- Exercise goal
Start with the first line of the material. Repeat each line exactly through the one that contains "to configured reporter".

- Stored data
PR #104, opened 2016-05-30
Split ConsoleReporter into 2 reporters, implementing the new Reporter api

nicojs:
* Split `ConsoleReporter` into 2 reporters: `ClearTextReporter` and `ProgressReporter`
* Let them implement the new `Reporter` interface
* Created a `BroadcastReporter`, responsible for forwarding report events to configured reporter
* Created a `ReporterOrchestrator` which is responsible for grouping all configured reporters into 1 `BroadcastReporter` 
* Implemented all 4 report events


src/Mutant.ts
```diff
@@ -68,93 +31,43 @@ export default class Mutant {
...
-    this.insertSubstitude(substitude);
+  constructor(public mutatorName: string, public fileName: string, private originalCode: string, public replacement: string, public location: ESTree.SourceLocation) {
+    this.applyMutation();
   }
 
   /**
-   * Inserts the substitude into the mutatedCode based on the mutatedLocation.
-   * This also alters the originalLine and mutatedLine.
+   * Inserts the replacement into the mutatedCode based on the specified location.
    * @param substitude - The mutated code which will replace a part of the originalCode
```
simondel: This parameter no long exists so this line can be removed

src/Mutant.ts
```diff
@@ -68,93 +31,43 @@ export default class Mutant {
...
     
-    for (let lineNum = this.mutatedLocation.start.line - 1; lineNum < this.mutatedLocation.end.line; lineNum++) {
-      this._originalLine += linesOfCode[lineNum];
-      if (lineNum < this.mutatedLocation.end.line - 1) {
-        this._originalLine += '\n';
+    this.originalLines = '';
+    for (let lineNum = this.location.start.line - 1; lineNum < this.location.end.line; lineNum++) {
+      this.originalLines += linesOfCode[lineNum];
+      if (lineNum < this.location.end.line - 1) {
+        this.originalLines += '\n';
```
simondel: You could also build an array of lines and join them using `'\n'`

src/Mutant.ts
```diff
@@ -68,93 +31,43 @@ export default class Mutant {
...
    * @param originalCode - The original content of the file which has not been mutated.
-   * @param substitude - The mutated code which will replace a part of the originalCode.
-   * @param mutatedLocation - The part of the originalCode which has been mutated.
+   * @param replacement - The mutated code which will replace a part of the originalCode.
+   * @param location - The location of the code to be replaced
    */
-  constructor(private _mutator: Mutator, private _filename: string, private originalCode: string, substitude: string, private mutatedLocation: ESTree.SourceLocation) {
-    this.status = MutantStatus.UNTESTED;
-    this.insertSubstitude(substitude);
+  constructor(public mutatorName: string, public fileName: string, private originalCode: string, public replacement: string, public location: ESTree.SourceLocation) {
```
simondel: I believe that we use `filename` in other parts of the code instead of `fileName`

src/MutatorOrchestrator.ts
```diff
@@ -6,26 +6,29 @@ import RemoveConditionalsMutator from './mutators/RemoveConditionalsMutator';
...
 export default class MutatorOrchestrator {
-  private mutators: Mutator[];
+  private mutators: Mutator[] = [];
+  private sourceFiles: SourceFile[];
 
-  public constructor() {
+  /**
+   * @param reporter - The reporter to report read input files to
+   */
+  public constructor(private reporter: Reporter) {
```
simondel: What if there are multiple reporters?

src/Mutant.ts
nicojs: Well.. we could.. but i don't feel like splitting and concatenating all the time.

We also could add the *index based range* to the esprima parsing. See http://esprima.org/demo/parse.html and check *index based range*. It will add a `range` next to the current `loc`:

```json
"range": [
        35,
        54
    ],
```

This will be much easier for finding and replacing code. I think the performance impact will be low. Maybe we could add a story for that? That way we can remove most of the `split('\n\)` from our code.

src/ReporterOrchestrator.ts
```diff
@@ -0,0 +1,48 @@
...
+const log = log4js.getLogger('ReporterOrchestrator');
+
+
+export default class ReporterOrchestrator {
+
+  constructor(private options: StrykerOptions) {
+    this.registerDefaultReporters();
+  }
+
+  public createSingleReporter(): Reporter {
```
simondel: This method does not create a single reporter, it creates a BroadcastReporter with 'n' repoters

nicojs: Yes so in a sense it does create a single reporter. Maybe we should call it `createCombinedReporter()`?

src/MutatorOrchestrator.ts
nicojs: Indeed we would always provide a `BroadcastReporter`. The idea is that the `MutatorOrchestrator` shouldn't care about what kind of reporter we want, as long as it has the methods implemented that it expects to be there.

I've seen this way of working also in Karma, i thought it was a rather elegant solution. What do you think?

src/Mutant.ts
nicojs: Indeed, i will remove it

src/Mutant.ts
nicojs: https://en.wikipedia.org/wiki/Filename

I guess we can choose. Ok, i'll rename all to `filename`

src/Mutant.ts
simondel: Using ranges would make it easier, but you would still have to spit the string to get the data for the `originalLines` and `mutatedLines` properties.

src/MutatorOrchestrator.ts
simondel: It is an elegant solution but this constructor confused me at first because you told me we were using the `BroadcastReporter` and my mind just went like: *hold on.. is this right?*. But it's correct :) :+1:

src/ReporterOrchestrator.ts
simondel: Why not call it by what it actually does? `createBroadcastReporter()`

src/Stryker.ts
```diff
@@ -42,30 +41,27 @@ export default class Stryker {
...
-    var reporterFactory = new ReporterFactory();
-    this.reporter = reporterFactory.getReporter('console');
   }
 
   /**
    * Runs mutation testing. This may take a while.
    * @function
    */
-  runMutationTest(): Promise<void> {
+  runMutationTest(): Promise<MutantResult[]> {
```
simondel: Why are we returning a `MutantResult[]`, just because we can and because the calling process may want to do something with it?

src/api/config/Config.ts
```diff
@@ -15,6 +15,7 @@ export default class Config implements StrykerOptions {
   timeoutFactor = 1.5;
   plugins: string[] = ['stryker-*'];
   port = 9234;
+  reporter = ['progress', 'clear-text'];
```
simondel: When someone specifies some other reporter, will this array be overwritten or will the other reporter be added to this array?

src/Mutant.ts
nicojs: Yes thats true, but for this function it would be OK. Agreed to leave it for now and fix it in another issue?

src/ReporterOrchestrator.ts
nicojs: Yeah.. but than i would expect it to return a `BroadcastReporter` and that one actually doesn't implement the methods statically as far as typescript is concerned. But it would be the best name, agreed. I will change it.

src/Stryker.ts
nicojs: Exactly :smiley: 
As a consumer, you might want to do something with it...

src/api/config/Config.ts
nicojs: Overridden. This is the way Karma works as well.. You want to give the people the opportunity to use something else entirely

simondel: In that case I think we should add a final logging statement to indicate that Stryker has completely finished, but we can do this in a different PR

PR #105, opened 2016-06-02
Remove dist folder

nicojs:
Because it is hard to reference files relative to source files we decided to remove the use of the dist folder

* Update grunt process
* Alter tsc config
* Moved all js and other resources needed for testing to testResources


simondel:
It looks good, great job!
Could you change the **package.json** because it still references the `dist` folder in the `sample` script.

nicojs:
Good catch! Why update grunt-stryker? Doesn't it just `require` stryker? That should still work. I was very happy with our integration test. It really helps to make sure the `require('stryker');` still works

simondel:
Ah, you're right. I thought we couldn't simply `require('stryker')` but we can, so grunt-stryker doesn't have to be updated :)

Feel free to merge this PR.

nicojs:
Thanks! :)

PR #106, opened 2016-06-04
Add range api

nicojs:


src/api/core/Range.ts
```diff
@@ -0,0 +1,7 @@
+
+/**
+ * Represents a location in a file by range [fromInclusive, toExclusive]
+ */ 
+type Range = [number, number];
```
simondel: What's the lowest possible number? `0` or `1`?

nicojs: That would be `0`

simondel:
Looks good to me! Nice job :+1:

- Finished task
PR #104, opened 2016-05-30
Split ConsoleReporter into 2 reporters, implementing the new Reporter api

nicojs:
* Split `ConsoleReporter` into 2 reporters: `ClearTextReporter` and `ProgressReporter`
* Let them implement the new `Reporter` interface
* Created a `BroadcastReporter`, responsible for forwarding report events to configured reporter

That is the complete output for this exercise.